Segment Start: Data to examine

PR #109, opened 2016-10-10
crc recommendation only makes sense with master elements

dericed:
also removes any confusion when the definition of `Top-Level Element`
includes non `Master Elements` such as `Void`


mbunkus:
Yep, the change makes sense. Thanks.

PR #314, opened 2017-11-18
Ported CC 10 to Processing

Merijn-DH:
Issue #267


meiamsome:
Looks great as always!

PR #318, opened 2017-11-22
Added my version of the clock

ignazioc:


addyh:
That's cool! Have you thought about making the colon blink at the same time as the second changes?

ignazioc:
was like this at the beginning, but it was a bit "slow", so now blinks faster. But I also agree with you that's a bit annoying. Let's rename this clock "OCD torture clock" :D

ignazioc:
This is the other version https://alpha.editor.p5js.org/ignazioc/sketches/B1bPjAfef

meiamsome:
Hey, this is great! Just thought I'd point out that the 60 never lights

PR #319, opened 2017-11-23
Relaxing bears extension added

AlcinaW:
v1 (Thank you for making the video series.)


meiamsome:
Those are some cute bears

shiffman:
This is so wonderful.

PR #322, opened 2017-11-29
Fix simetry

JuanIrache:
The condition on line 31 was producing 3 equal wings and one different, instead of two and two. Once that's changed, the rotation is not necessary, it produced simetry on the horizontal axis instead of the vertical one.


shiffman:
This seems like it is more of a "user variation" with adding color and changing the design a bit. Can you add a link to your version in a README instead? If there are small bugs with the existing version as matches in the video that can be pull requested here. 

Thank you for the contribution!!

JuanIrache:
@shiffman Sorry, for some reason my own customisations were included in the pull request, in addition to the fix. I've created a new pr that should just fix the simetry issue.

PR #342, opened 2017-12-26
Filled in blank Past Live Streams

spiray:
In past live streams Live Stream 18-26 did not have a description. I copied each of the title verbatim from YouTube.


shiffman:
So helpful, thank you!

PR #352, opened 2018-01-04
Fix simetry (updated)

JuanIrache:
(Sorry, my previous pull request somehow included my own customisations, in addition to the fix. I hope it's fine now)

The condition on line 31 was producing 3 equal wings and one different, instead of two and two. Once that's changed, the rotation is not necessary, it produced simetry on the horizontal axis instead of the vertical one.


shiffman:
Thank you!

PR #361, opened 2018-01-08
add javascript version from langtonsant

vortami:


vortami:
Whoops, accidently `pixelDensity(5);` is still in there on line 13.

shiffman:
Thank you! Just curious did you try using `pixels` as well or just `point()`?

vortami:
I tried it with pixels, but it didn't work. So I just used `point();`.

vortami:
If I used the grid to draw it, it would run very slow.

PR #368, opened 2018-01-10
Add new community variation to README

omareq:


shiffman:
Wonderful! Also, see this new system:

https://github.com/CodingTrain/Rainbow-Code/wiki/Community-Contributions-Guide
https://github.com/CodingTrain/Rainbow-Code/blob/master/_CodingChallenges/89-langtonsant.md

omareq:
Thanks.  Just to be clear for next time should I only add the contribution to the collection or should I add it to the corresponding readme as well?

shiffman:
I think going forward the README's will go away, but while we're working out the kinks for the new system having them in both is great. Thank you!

Segment End: Data to examine

▶ [Task] Output each record exactly, leaving nothing out.

▶ [Answer for this exercise]
PR #109, opened 2016-10-10
crc recommendation only makes sense with master elements

dericed:
also removes any confusion when the definition of `Top-Level Element`
includes non `Master Elements` such as `Void`


mbunkus:
Yep, the change makes sense. Thanks.

PR #314, opened 2017-11-18
Ported CC 10 to Processing

Merijn-DH:
Issue #267


meiamsome:
Looks great as always!

PR #318, opened 2017-11-22
Added my version of the clock

ignazioc:


addyh:
That's cool! Have you thought about making the colon blink at the same time as the second changes?

ignazioc:
was like this at the beginning, but it was a bit "slow", so now blinks faster. But I also agree with you that's a bit annoying. Let's rename this clock "OCD torture clock" :D

ignazioc:
This is the other version https://alpha.editor.p5js.org/ignazioc/sketches/B1bPjAfef

meiamsome:
Hey, this is great! Just thought I'd point out that the 60 never lights

PR #319, opened 2017-11-23
Relaxing bears extension added

AlcinaW:
v1 (Thank you for making the video series.)


meiamsome:
Those are some cute bears

shiffman:
This is so wonderful.

PR #322, opened 2017-11-29
Fix simetry

JuanIrache:
The condition on line 31 was producing 3 equal wings and one different, instead of two and two. Once that's changed, the rotation is not necessary, it produced simetry on the horizontal axis instead of the vertical one.


shiffman:
This seems like it is more of a "user variation" with adding color and changing the design a bit. Can you add a link to your version in a README instead? If there are small bugs with the existing version as matches in the video that can be pull requested here. 

Thank you for the contribution!!

JuanIrache:
@shiffman Sorry, for some reason my own customisations were included in the pull request, in addition to the fix. I've created a new pr that should just fix the simetry issue.

PR #342, opened 2017-12-26
Filled in blank Past Live Streams

spiray:
In past live streams Live Stream 18-26 did not have a description. I copied each of the title verbatim from YouTube.


shiffman:
So helpful, thank you!

PR #352, opened 2018-01-04
Fix simetry (updated)

JuanIrache:
(Sorry, my previous pull request somehow included my own customisations, in addition to the fix. I hope it's fine now)

The condition on line 31 was producing 3 equal wings and one different, instead of two and two. Once that's changed, the rotation is not necessary, it produced simetry on the horizontal axis instead of the vertical one.


shiffman:
Thank you!

PR #361, opened 2018-01-08
add javascript version from langtonsant

vortami:


vortami:
Whoops, accidently `pixelDensity(5);` is still in there on line 13.

shiffman:
Thank you! Just curious did you try using `pixels` as well or just `point()`?

vortami:
I tried it with pixels, but it didn't work. So I just used `point();`.

vortami:
If I used the grid to draw it, it would run very slow.

PR #368, opened 2018-01-10
Add new community variation to README

omareq:


shiffman:
Wonderful! Also, see this new system:

https://github.com/CodingTrain/Rainbow-Code/wiki/Community-Contributions-Guide
https://github.com/CodingTrain/Rainbow-Code/blob/master/_CodingChallenges/89-langtonsant.md

omareq:
Thanks.  Just to be clear for next time should I only add the contribution to the collection or should I add it to the corresponding readme as well?

shiffman:
I think going forward the README's will go away, but while we're working out the kinks for the new system having them in both is great. Thank you!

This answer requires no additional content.